--- Supplied records Enclosed Below ---

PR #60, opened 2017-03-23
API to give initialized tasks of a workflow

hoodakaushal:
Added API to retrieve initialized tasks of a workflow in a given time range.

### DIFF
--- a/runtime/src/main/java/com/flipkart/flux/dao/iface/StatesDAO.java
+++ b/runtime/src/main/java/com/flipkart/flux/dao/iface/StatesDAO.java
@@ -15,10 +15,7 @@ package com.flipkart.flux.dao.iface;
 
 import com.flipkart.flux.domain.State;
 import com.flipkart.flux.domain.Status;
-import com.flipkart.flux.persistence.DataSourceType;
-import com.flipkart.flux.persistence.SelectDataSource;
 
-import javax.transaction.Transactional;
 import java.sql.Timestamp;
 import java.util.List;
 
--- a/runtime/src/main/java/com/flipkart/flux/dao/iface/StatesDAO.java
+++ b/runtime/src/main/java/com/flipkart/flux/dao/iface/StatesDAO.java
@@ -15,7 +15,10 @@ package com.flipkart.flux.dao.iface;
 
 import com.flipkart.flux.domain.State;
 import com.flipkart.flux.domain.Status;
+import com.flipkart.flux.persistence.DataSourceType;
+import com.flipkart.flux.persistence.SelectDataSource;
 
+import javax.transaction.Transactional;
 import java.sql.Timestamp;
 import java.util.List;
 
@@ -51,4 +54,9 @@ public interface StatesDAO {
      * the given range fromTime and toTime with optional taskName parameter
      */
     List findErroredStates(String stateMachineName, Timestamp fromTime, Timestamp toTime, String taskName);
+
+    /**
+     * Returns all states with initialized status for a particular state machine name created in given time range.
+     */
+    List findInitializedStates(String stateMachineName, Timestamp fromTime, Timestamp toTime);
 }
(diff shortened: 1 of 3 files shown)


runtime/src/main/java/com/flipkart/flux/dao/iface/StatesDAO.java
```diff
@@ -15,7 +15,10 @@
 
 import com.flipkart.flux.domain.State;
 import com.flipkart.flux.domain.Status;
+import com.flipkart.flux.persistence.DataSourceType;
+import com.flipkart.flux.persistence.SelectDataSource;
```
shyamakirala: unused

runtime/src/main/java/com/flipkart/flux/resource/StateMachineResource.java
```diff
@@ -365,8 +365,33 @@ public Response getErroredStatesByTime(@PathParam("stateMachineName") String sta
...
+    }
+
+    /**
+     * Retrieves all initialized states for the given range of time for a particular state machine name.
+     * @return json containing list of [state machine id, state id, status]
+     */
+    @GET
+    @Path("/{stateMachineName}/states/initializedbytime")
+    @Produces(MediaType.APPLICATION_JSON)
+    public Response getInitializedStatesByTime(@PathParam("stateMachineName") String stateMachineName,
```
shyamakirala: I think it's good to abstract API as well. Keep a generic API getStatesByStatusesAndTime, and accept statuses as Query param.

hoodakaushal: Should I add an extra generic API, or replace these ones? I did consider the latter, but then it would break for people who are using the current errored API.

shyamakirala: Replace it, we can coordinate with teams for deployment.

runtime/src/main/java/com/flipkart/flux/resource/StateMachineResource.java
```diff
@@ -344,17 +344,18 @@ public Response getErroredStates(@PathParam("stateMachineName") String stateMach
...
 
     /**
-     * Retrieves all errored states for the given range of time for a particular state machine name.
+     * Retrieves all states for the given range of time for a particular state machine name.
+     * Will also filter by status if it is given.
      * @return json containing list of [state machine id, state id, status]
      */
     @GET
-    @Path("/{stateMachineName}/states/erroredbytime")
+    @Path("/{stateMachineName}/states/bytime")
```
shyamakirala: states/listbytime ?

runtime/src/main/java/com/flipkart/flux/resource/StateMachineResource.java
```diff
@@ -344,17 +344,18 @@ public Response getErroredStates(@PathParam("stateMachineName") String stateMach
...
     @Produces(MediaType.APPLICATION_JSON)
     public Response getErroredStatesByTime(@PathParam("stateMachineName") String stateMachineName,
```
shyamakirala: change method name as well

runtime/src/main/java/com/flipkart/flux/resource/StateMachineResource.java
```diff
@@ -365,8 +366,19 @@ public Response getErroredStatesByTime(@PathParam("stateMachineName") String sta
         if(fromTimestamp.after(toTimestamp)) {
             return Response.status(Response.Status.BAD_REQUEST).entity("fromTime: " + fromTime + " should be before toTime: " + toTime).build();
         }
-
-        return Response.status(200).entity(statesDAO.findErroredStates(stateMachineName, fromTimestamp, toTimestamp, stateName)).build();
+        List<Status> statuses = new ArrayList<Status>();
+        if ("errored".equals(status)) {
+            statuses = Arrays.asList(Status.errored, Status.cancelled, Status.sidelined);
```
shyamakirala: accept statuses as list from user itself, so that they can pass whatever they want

--- End of Enclosed Supplied records ---
--- Supplied records Enclosed Below ---

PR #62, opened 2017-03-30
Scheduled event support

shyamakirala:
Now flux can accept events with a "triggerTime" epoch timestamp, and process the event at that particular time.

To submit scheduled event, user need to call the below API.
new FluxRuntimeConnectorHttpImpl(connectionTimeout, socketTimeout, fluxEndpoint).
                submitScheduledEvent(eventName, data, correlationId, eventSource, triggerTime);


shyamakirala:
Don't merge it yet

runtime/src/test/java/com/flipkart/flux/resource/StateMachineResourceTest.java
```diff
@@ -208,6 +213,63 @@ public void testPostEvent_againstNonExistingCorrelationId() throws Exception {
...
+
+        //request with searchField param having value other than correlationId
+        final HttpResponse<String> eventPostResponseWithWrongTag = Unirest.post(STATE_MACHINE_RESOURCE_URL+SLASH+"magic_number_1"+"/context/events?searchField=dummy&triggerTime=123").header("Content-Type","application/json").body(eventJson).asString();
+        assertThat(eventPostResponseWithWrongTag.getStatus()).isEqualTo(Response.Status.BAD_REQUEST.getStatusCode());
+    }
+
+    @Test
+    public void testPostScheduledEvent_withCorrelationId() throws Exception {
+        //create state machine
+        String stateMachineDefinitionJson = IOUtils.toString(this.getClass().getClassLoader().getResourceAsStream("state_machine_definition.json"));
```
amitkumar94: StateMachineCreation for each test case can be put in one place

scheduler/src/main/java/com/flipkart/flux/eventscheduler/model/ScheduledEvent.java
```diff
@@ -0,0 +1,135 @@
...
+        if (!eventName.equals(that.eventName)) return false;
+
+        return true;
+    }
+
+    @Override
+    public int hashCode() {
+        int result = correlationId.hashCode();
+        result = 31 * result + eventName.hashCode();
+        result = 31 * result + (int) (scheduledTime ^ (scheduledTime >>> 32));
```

--- End of Enclosed Supplied records ---

Exercise instructions: From the data, collect all lines where the string "throws" appears.

Your solution:
@@ -208,6 +213,63 @@ public void testPostEvent_againstNonExistingCorrelationId() throws Exception {
+    public void testPostScheduledEvent_withCorrelationId() throws Exception {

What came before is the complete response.